Joe Biden knifed his VP on live television Thursday.
The former president told The View he was “not surprised” his one-time running mate lost the 2024 presidential election to Donald Trump and insisted that, had he remained at the top of the ticket, he would have won on Election Day.
“A lot of people didn’t show up,” Biden said, referring to a 3 million voter decrease in 2024 compared to four years prior.
A mumbling Biden, 82, also reminded panelists he received 7 million more votes than Trump did in 2020, suggesting that he would have repeated that performance on Nov. 5 despite widespread concerns about his cognitive abilities.
Questions about Biden’s mental acuity emerged as a Trump attack point as far back as early 2023. However, top names in the Democratic Party only began expressing similar concerns publicly after Biden’s disastrous presidential debate on June 27, 2024.
Biden said he knew immediately that he had had a poor debate performance. He chalked up the “terrible night” to his being sick, which he acknowledged is “no excuse.” Still, he said he felt he was the best person to defeat Trump, and Jill Biden said on The View that a single bad night should not have ended a decades-long political career as it did.
“I went onto the stage after the debate. I mean, we all saw it. It was terrible,” Jill Biden told the panel. “And so Joe looked at me, and he said, ‘Well, I screwed up.’”
She continued, “I said, ‘Yeah, you did, Joe, but we have hundreds of people waiting for us. Put your shoulders back, walk out there, be who you are.’ We were not going to let 90 minutes of a debate define his presidency and all those years of service.”

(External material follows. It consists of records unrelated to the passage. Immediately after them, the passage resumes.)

PR #461, opened 2020-05-22
Sanitize ids that are valid names

### LINKED ISSUE #441: Should SUSHI default id to name even when it is an invalid id
If authors don't provide an explicit `Id:` for profiles, extensions, value sets, or code systems, SUSHI defaults the `id` to be the same as the `name`.  It's possible, however, that the name contains characters that are invalid for an id.  In this case, we should probably do one of the following:
* sanitize the id to remove invalid characters
* log an error indicating that the id cannot safely default to the name value

If we sanitize the id, we could optionally log a warning or info indicating that we did that.

This is probably something that should be governed by the spec.  @markkramerus -- do you have an opinion on this?  I'd lean toward sanitizing the id and logging an info message -- but I don't have a strong opinion.

(For reference, see: https://chat.fhir.org/#narrow/stream/215610-shorthand/topic/Naming.20issues)

ngfreiter:
Fixes #441.

Now when a FHIR id is specified that is an invalid id, but a valid name, that name will be turned into an id by replacing `_` with `-` and by truncating to 64 characters. A warning will be emitted, since the users really should just specify the id directly if they are running into this case. If the id is not a valid name, then we can't be sure we can turn it into a valid id, so we do nothing. This will happen even if the id is not being set via a name. Aka even if the user does:
```
CodeSystem: CodeSystem_MaritalStatus
Id: My_Invalid_Id
```

I thought this would be fine, since the old approach would be to log an error and export using `My_Invalid_Id`. In this approach, we would fix `My_Invalid_Id` to be `My-Invalid-Id`, which is not a valid id, and only log a warning. Either way the user will probably want to fix it, but this way the user at least gets a valid id in their output.

### DIFF
--- a/test/export/CodeSystemExporter.test.ts
+++ b/test/export/CodeSystemExporter.test.ts
@@ -165,6 +165,39 @@ describe('CodeSystemExporter', () => {
     expect(loggerSpy.getLastMessage('error')).toMatch(/File: Strange\.fsh.*Line: 3 - 8\D*/s);
   });
 
+  it('should sanitize the id and log a message when a valid name is used to make an invalid id', () => {
+    const codeSystem = new FshCodeSystem('Not_good_id')
+      .withFile('Wrong.fsh')
+      .withLocation([2, 8, 5, 18]);
+    doc.codeSystems.set(codeSystem.name, codeSystem);
+    const exported = exporter.export().codeSystems;
+    expect(exported[0].name).toBe('Not_good_id');
+    expect(exported[0].id).toBe('Not-good-id');
+    expect(loggerSpy.getLastMessage('warn')).toMatch(
+      /The string "Not_good_id" represents a valid FHIR name but not a valid FHIR id.*The id will be exported as "Not-good-id"/s
+    );
+    expect(loggerSpy.getLastMessage('warn')).toMatch(/File: Wrong\.fsh.*Line: 2 - 5\D*/s);
+  });
+
+  it('should sanitize the id and log a message when a long valid name is used to make an invalid id', () => {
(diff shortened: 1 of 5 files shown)


test/export/CodeSystemExporter.test.ts
```diff
@@ -165,6 +165,39 @@ describe('CodeSystemExporter', () => {
...
+  });
+
+  it('should sanitize the id and log a message when a long valid name is used to make an invalid id', () => {
+    let longId = 'Toolong';
+    while (longId.length < 65) longId += 'longer';
+    const codeSystem = new FshCodeSystem(longId).withFile('Wrong.fsh').withLocation([2, 8, 5, 18]);
+    doc.codeSystems.set(codeSystem.name, codeSystem);
+    const exported = exporter.export().codeSystems;
+    expect(exported[0].name).toBe(longId);
+    expect(exported[0].id).toBe(longId.slice(0, 64));
```
mint-thompson, line 189: For the tests with long names that get shortened to make them valid ids, you could store the expected id after slicing once. It's not a particularly expensive operation to do twice, but I think it would make it easier to read the expected warning.

ngfreiter: Ok, will do!

ngfreiter:
> Something I thought of when changing ids: does SUSHI check to make sure that two resources of the same type have different ids? If so, that check would need to come after possibly changing the id to make it valid.

I don't think SUSHI yet has a check like this. This would fall under the umbrella of https://standardhealthrecord.atlassian.net/browse/CIMPL-375 right? Which is in progress.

Biden explained that he left the race not because he feared losing to Trump but because he did not want the Democratic Party to be fractured on Election Day.
“I think that the only reason I got out of the race was because I didn’t want to have a divided Democratic Party,” he said. “It’s a simple proposition, and so that’s why I got out of the race. I thought it was better to put the country ahead of my interest, my personal interest. I’m not being facetious. I’m being dead serious about that.”
Asked about reports claiming he instructed Harris not to break with him on policy, Biden told The View they were untrue. One of Harris’ most criticized campaign moments came when she told The View that she could not come up with anything she would do differently during the Biden administration’s four years.
“I did not advise her to say that,” Biden said Thursday.
Biden said it was important for Harris to be her own person, and “she was.” While he made subtle digs that he would have outperformed Harris at the ballot box, he spoke glowingly about his running mate and claimed they are still in close contact. He added that she was “qualified to be president of the United States of America” but lost because of how much the Trump campaign fixated on her race and gender.
The former president was not so kind to his successor. He called Trump’s first 100 days the worst in U.S. history by any president and said Harris’ defeat was a blow to liberal democracy.
“Liberal democracies all across America, all across the world lost last time,” Biden said. “I think we underestimate the phenomenal negative impact that COVID had and the pandemic had on people, on attitudes, on optimism, on a whole range of things.”